Let me play the devil's advocate, though. Couldn't you argue that "growth
hacking" has a lot in common with "agile programming"? Neither is promoting
entirely new methodology - they're just built on existing best practices with
a new image and name.

------
ignostic
Effective marketing often relies on either finding new mediums to reach an
audience or presenting the message in a a new way. Oh, and it's easier to make
marketing more effective when you can measure, test, improve, and iterate.

I don't really care whether growth hacking represents a new discipline or
methodology, but it's easy to claim the superiority of your discipline when
you include two common paths to success as part of the definition.
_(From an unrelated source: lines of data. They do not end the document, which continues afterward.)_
PR #3556, opened 2017-03-07
Optimize all workflows request

srallen:
Builds on #3545. This refactors the workflow fetch to be in the project page controller component. I still need to do some work on it, but wanted some initial thoughts. I wanted to eliminate as much as possible fetching for all active workflows that has an arbitrary page size number. For getting a random workflow, I've decided to just pick out of the `project.links.workflows` array, trying to fetch it with the `active: true` param and if it comes back undefined, try again. But I'm not sure if this is better than current behavior. 

https://optimize-all-workflows-request.pfe-preview.zooniverse.org

# Review Checklist

- [ ] Does it work on mobile?

## Optional

### DIFF
--- a/app/pages/project/home/index.jsx
+++ b/app/pages/project/home/index.jsx
@@ -20,7 +20,7 @@ export default class ProjectHomeContainer extends React.Component {
   }
 
   componentDidMount() {
-    this.showWorkflowButtons();
+    this.showWorkflowButtons(this.props, this.context);
     this.fetchResearcherAvatar(this.props);
     this.fetchTalkSubjects(this.props);
   }
@@ -35,7 +35,7 @@ export default class ProjectHomeContainer extends React.Component {
     }
   }
 
-  fetchAllWorkflows(props = this.props, query = { active: true, fields: 'active,completeness,configuration,display_name' }) {
+  fetchAllWorkflows(props, query) {
     if (this.state.activeWorkflows.length === 0) {
       getWorkflowsInOrder(props.project, query)
         .then((activeWorkflows) => {
@@ -78,12 +78,12 @@ export default class ProjectHomeContainer extends React.Component {
     }
   }
 
-  showWorkflowButtons(props = this.props, context = this.context) {
+  showWorkflowButtons(props, context) {
     const workflowAssignment = this.props.project.experimental_tools.includes('workflow assignment');
 
     if ((props.project.configuration && props.project.configuration.user_chooses_workflow && !workflowAssignment) ||
       (workflowAssignment && context.user)) {
-      this.setState({ showWorkflowButtons: true }, this.fetchAllWorkflows);
+      this.setState({ showWorkflowButtons: true }, this.fetchAllWorkflows.bind(this, this.props, { active: true, fields: 'active,completeness,configuration,display_name' }));
     } else {
       this.setState({ showWorkflowButtons: false });
     }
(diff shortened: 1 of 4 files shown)


srallen:
I've rebased and updated the staging link. I think I'll give writing a few useful tests a try because I'm not confident I'm not breaking something somewhere that I didn't think to check.

app/pages/project/home/index.jsx
```diff
@@ -33,6 +35,15 @@ export default class ProjectHomeContainer extends React.Component {
     }
   }
 
+  fetchAllWorkflows(props = this.props, query = { active: true, fields: 'active,completeness,configuration,display_name' }) {
```
eatyourgreens: Are default params ok to use here? MDN says no support in IE or Opera. https://developer.mozilla.org/en/docs/Web/JavaScript/Reference/Functions/Default_parameters

srallen:
I removed the default params. I was unaware of the lack of support in those browsers. There are several other places in the code we should probably rework that I know are using default params. Thanks for the heads up about that.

Calling
yourself a "growth hacker" seems a lot like calling yourself a "football
winner" rather than a "football player."

------
lukethomas
What I find sad about this "growth hacking" phenomenon is how the focus is on
a single specific tactic, as if that is the key to all growth-related
problems.

On top of that, growth hacking is used a vehicle for self-promotion, as if one
person is responsible for success. It's honestly a team effort, and to pretend
like it's one person is a shame.

Lastly, isn't "growth" for the sake of growth a vanity metric? Personally, I'd
want someone who knows how to retain users and prevent churn over someone who
spams his way to millions of users. Just my thoughts.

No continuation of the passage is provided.